14. Санаторий как форма жизни
На рубеже XIX и XX веков и еще много лет спустя санатории отказывались принимать больных с прогрессирующей формой туберкулеза
[345]. В своих рекламных проспектах санатории ограничивались профилактикой болезни или лечением ранних стадий, то есть легких форм туберкулеза. Умирающих и запущенных лечить не брались. Излечимым возвращали жизнь, поэтому их заботливо оберегали от безнадежных. При запущенной форме болезни любая терапия по-прежнему считалась бессмысленной. Для неизлечимых существовали специализированные отделения в больницах и хосписы. Или их просто выпроваживали умирать, как это произошло с поэтом Христианом Моргенштерном, автором «Песен висельника»
[346], который безо всякой надежды на выздоровление в начале 1914 года искал место, где бы умереть. Санаторий в Арко в Южном Тироле, в паре километров от озера Гарда, отказался принять его. В Грисе Моргенштерн нашел «после упорных переговоров» место в одном санатории
[347], но в начале марта вынужден был покинуть его из‐за своего безнадежного состояния. Свои последние недели он провел в Меране на вилле одной богатой польки, которая согласилась принять его, зная, что он умирает. Моргенштерн скончался 31 марта 1914 года.
Нужно принять во внимание, что с 1900 года до начала Первой мировой войны в санатории принимали больных с неопределенным диагнозом
[348]. Диагностика была еще слаба. До 1920‐х годов чахотку диагностировали в основном методом выстукивания и выслушивания груди.

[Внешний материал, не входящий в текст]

PR #458, opened 2024-03-31
feat: relay proofs

mattstam:
After remote proving, the proof can be broadcast to each NetworkGateway on the specified chains:
```
PROVER_NETWORK_ACCESS_TOKEN=... CHAINS=11155111,17000 CALLBACKS=0xDEd0000E32f8F40414d3ab3a830f735a3553E18e,0xDEd0000E32f8F40414d3ab3a830f735a3553E18e CALLBACK_DATAS=0x,0x cargo run --release

[4/5] Proving shards...
⠸ [26s] [-------------------------------------] 0/1 (eta 0s)
Proof succeeded

2024-03-31T16:43:56.772252Z  INFO CHAINS is set, proving on-chain    
Broadcast to chain 11155111 succeeded with tx hash: "0x9139145061b67d3fb70c4b4c1444388ba6a0d169331f3790933ffa482ef9d199"
Broadcast to chain 17000 succeeded with tx hash: "0x4620fe537b5144ba454034f0ff41fd73f45258bab17db501653a21946da2605b"
2024-03-31T16:44:08.355864Z  INFO Proofs broadcasted successfully    
successfully generated and verified proof for the program!
```


sdk/src/io.rs
```diff
@@ -1,12 +1,12 @@
...
 use sp1_core::utils::Buffer;
 
 /// Standard input for the prover.
-#[derive(Serialize, Deserialize, Clone)]
+#[derive(Serialize, Deserialize)]
 pub struct SP1Stdin {
-    pub buffer: Vec<Vec<u8>>,
-    #[serde(skip)]
-    pub ptr: usize,
+    pub buffer: Buffer,
```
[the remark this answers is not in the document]
mattstam: rebased

sdk/src/client.rs
```diff
@@ -7,26 +7,29 @@ use reqwest::{
...
+        GetRelayStatusResponse, NetworkServiceClient, ProofStatus, RelayProofRequest,
+        SubmitProofRequest, TransactionStatus,
     },
-    SP1ProofWithIO, SP1Stdin,
+    SP1ProofWithIO,
 };
 
-pub struct SP1ProverServiceClient {
+const DEFAULT_PROVER_NETWORK_RPC: &str = "https://rpc.succinct.xyz/";
+pub const SP1_VERIFIER_ADDRESS: &str = "0x9a39f368676f7a5cbbfe8ea33c258c4536b5398f";
```
ctian1, line 25: should this be configurable by env variable as well?

sdk/src/io.rs
```diff
@@ -140,45 +142,41 @@ pub mod proof_serde {
...
             stdin.write(&3u32);
             let proof = SP1Prover::prove(FIBONACCI_IO_ELF, stdin).unwrap();
             let json = serde_json::to_string(&proof).unwrap();
-            let output = serde_json::from_str::<SP1ProofWithIO<BabyBearPoseidon2>>(&json).unwrap();
+            let output = serde_json::from_str::<SP1ProofWithIO<_>>(&json).unwrap();
             SP1Verifier::verify(FIBONACCI_IO_ELF, &output).unwrap();
         }
 
-        /// Tests serialization with a binary encoding
+        /// Tests serialization with MsgPack encoding
```
ctian1, line 170: we should also have a bincode test

sdk/src/lib.rs
```diff
@@ -109,6 +117,100 @@ impl SP1Prover {
...
+                let access_token = env::var("PROVER_NETWORK_ACCESS_TOKEN")?;
+
+                let chain_ids: Vec<u32> = Self::parse_env_var_array("CHAINS")?;
+                let callbacks: Vec<String> = Self::parse_env_var_array("CALLBACKS")?;
+                let callback_datas: Vec<String> = Self::parse_env_var_array("CALLBACK_DATAS")?;
+
+                if !(chain_ids.len() == callbacks.len() && callbacks.len() == callback_datas.len())
+                {
+                    anyhow::bail!("CHAINS, CALLBACKS, and CALLBACK_DATAS must be of the same size");
+                }
```
ctian1, line 189: I don't think it makes sense to configure all of this through env

ctian1 (changes requested):

sdk/src/lib.rs
mattstam: Yeah I agree, in a subsequent PR I can add functions where you just pass in stuff like this so that an operator can use this lib. 

I don't know the best design for those interfaces yet (probably will start with tendermint) so this PR will just focus on the base mechanics.

sdk/src/io.rs
mattstam: I removed the dependency though. Why is bincode important?

sdk/src/client.rs
mattstam: updated so that you can override with SP1_VERIFIER_ADDRESS env var

sdk/src/io.rs
mattstam: updated to leave it

ctian1 (approved):

sdk/src/lib.rs
```diff
@@ -109,6 +117,100 @@ impl SP1Prover {
         }
     }
 
+    pub async fn relay_remote(
+        access_token: String,
+        proof_id: &str,
+        chain_ids: Vec<u32>,
+        callbacks: Vec<&str>,
+        callback_datas: Vec<&str>,
```
ctian1, line 125: these should not be string, and they should be slice (not owned) instead of vec (owned), maybe it should be `&[[u8;32]]` and `&[Vec<u8>]`

mattstam: [u8; 20] but yeah sgtm, updated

Рентгеновские снимки, вошедшие в медицинский обиход в 1896 году, были не слишком надежного качества и также не позволяли поставить точный диагноз. Снимок показывал затемнение, наличие заболевания, дальше приходилось опять простукивать и прослушивать
[349]. Вероятно, в санаториях лечились разные пациенты — от тяжелобольных до слегка покашливающих симулянтов; граница между здоровьем и болезнью была нечеткой.
Давос обязан своим блеском и реноме в первую очередь богатым пациентам со всего мира, которые могли себе позволить долгосрочное пребывание на фешенебельном курорте. Лечение обычно продолжалось не меньше трех-четырех месяцев, а иногда месяцы превращались в годы. Дату отъезда не мог определить никто, исход терапии был непредсказуем: исцеление или смерть. «Действителен до излечения» — было напечатано на проездных билетах швейцарских федеральных железных дорог в направлении Давоса
[350].
Иногда больной переезжал из одного санатория в другой в надежде на исцеление или хотя бы на короткую отсрочку. Поэт Клабунд лечился в Германии, Италии и в Швейцарии, в Давосе, куда приезжал несколько раз и где и умер в 1928 году в возрасте 37 лет от чахотки.
Но были и такие, кто всю жизнь проводил в статусе пациента, даже когда их состояние уже не внушало опасений. Эти гости удобно устраивались в уютном курортном существовании, окруженные заботой и защищенные от внешнего мира.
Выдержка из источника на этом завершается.